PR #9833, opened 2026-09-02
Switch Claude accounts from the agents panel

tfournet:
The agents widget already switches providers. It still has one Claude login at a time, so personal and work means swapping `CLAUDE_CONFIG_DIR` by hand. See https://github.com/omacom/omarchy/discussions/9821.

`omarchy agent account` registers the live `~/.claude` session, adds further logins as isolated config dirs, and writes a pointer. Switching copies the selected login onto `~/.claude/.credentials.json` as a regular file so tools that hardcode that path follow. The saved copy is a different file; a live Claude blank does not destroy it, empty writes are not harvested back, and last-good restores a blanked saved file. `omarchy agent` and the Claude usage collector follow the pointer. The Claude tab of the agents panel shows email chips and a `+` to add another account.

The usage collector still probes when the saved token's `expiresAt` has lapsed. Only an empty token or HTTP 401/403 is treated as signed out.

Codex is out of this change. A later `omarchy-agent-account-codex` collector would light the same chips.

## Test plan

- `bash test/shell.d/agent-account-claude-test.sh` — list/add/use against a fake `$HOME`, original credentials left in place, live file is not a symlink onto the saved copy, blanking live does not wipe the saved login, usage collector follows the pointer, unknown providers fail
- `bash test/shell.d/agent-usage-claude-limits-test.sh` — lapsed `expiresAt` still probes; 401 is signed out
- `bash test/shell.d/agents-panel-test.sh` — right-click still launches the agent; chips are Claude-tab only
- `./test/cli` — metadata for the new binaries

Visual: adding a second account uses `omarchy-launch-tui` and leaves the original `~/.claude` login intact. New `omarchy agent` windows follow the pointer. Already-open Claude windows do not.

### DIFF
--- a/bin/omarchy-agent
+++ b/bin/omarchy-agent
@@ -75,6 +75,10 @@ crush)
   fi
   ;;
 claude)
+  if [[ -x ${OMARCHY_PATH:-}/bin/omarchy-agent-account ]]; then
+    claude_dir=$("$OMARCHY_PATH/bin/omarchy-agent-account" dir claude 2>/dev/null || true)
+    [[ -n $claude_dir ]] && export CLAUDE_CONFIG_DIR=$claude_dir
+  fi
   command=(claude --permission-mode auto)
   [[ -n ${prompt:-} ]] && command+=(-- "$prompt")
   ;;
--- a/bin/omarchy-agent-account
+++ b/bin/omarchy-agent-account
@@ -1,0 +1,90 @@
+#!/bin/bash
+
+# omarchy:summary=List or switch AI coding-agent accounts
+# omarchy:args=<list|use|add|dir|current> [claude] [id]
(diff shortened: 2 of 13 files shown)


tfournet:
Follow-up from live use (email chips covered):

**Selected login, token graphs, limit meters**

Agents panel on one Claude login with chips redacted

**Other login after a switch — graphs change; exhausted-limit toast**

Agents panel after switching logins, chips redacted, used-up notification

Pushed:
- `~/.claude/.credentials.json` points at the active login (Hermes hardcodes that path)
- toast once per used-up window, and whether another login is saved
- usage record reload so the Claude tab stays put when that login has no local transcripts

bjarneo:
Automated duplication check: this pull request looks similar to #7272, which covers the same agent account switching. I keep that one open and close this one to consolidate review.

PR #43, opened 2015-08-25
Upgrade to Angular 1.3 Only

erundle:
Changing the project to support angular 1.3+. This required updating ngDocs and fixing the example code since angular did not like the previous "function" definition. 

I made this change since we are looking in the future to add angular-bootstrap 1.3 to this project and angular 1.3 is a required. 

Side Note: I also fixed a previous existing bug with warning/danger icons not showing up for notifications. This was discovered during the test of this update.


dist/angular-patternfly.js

**WORK ITEM:** Please report how many lines of the material above contain the string "another", with no other words.

**TASK ANSWER:** 2